* [Problem details]:
Give back every line of the material exactly, as it appears below.

* [Exercise data]:
Issue #1146, opened 2026-07-22
DataCombined section: shape & validation


Felixmil:
Umbrella for the `dataCombined` section of the v6 project model. Part of #1088.

Covers the on-disk/JSON shape of DataCombined entries, the authoring surface, and its validation path. These share the `R/data-combined.R` surface and the DataCombined JSON spec, so they are settled together: the shape is decided first, then the validator is rewritten against the final shape.

Issue #1001, opened 2026-04-17
`DataCombined` section in JSON - one entry per DC


PavelBal:
Currently, `dataCombined` section of the project is structures as it was done in Excel - one entry per one observed or simulated data. I think this can be improved, by having sub-entries for simulated results and observed data:

Current state:

```
      {
        "DataCombinedName": "Aciclovir_individual",
        "dataType": "simulated",
        "label": "Aciclovir simulated (male)",
        "scenario": "Aciclovir_iv",
        "path": "Organism|PeripheralVenousBlood|Aciclovir|Plasma (Peripheral Venous Blood)",
        "dataSet": null,
        "group": "Aciclovir PVB",
        "xOffsets": null,
        "xOffsetsUnits": null,
        "yOffsets": null,
        "yOffsetsUnits": null,
        "xScaleFactors": null,
        "yScaleFactors": null
      },
      {
        "DataCombinedName": "Aciclovir_individual",
        "dataType": "simulated",
        "label": "Aciclovir simulated (female)",
        "scenario": "Aciclovir_iv_female",
        "path": "Organism|PeripheralVenousBlood|Aciclovir|Plasma (Peripheral Venous Blood)",
        "dataSet": null,
        "group": "Aciclovir PVB",
        "xOffsets": null,
        "xOffsetsUnits": null,
        "yOffsets": null,
        "yOffsetsUnits": null,
        "xScaleFactors": null,
        "yScaleFactors": null
      },
```

Felixmil:
100% right, what about something like this:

* [Exercise response]:
Issue #1146, opened 2026-07-22
DataCombined section: shape & validation


Felixmil:
Umbrella for the `dataCombined` section of the v6 project model. Part of #1088.

Covers the on-disk/JSON shape of DataCombined entries, the authoring surface, and its validation path. These share the `R/data-combined.R` surface and the DataCombined JSON spec, so they are settled together: the shape is decided first, then the validator is rewritten against the final shape.

Issue #1001, opened 2026-04-17
`DataCombined` section in JSON - one entry per DC


PavelBal:
Currently, `dataCombined` section of the project is structures as it was done in Excel - one entry per one observed or simulated data. I think this can be improved, by having sub-entries for simulated results and observed data:

Current state:

```
      {
        "DataCombinedName": "Aciclovir_individual",
        "dataType": "simulated",
        "label": "Aciclovir simulated (male)",
        "scenario": "Aciclovir_iv",
        "path": "Organism|PeripheralVenousBlood|Aciclovir|Plasma (Peripheral Venous Blood)",
        "dataSet": null,
        "group": "Aciclovir PVB",
        "xOffsets": null,
        "xOffsetsUnits": null,
        "yOffsets": null,
        "yOffsetsUnits": null,
        "xScaleFactors": null,
        "yScaleFactors": null
      },
      {
        "DataCombinedName": "Aciclovir_individual",
        "dataType": "simulated",
        "label": "Aciclovir simulated (female)",
        "scenario": "Aciclovir_iv_female",
        "path": "Organism|PeripheralVenousBlood|Aciclovir|Plasma (Peripheral Venous Blood)",
        "dataSet": null,
        "group": "Aciclovir PVB",
        "xOffsets": null,
        "xOffsetsUnits": null,
        "yOffsets": null,
        "yOffsetsUnits": null,
        "xScaleFactors": null,
        "yScaleFactors": null
      },
```

Felixmil:
100% right, what about something like this:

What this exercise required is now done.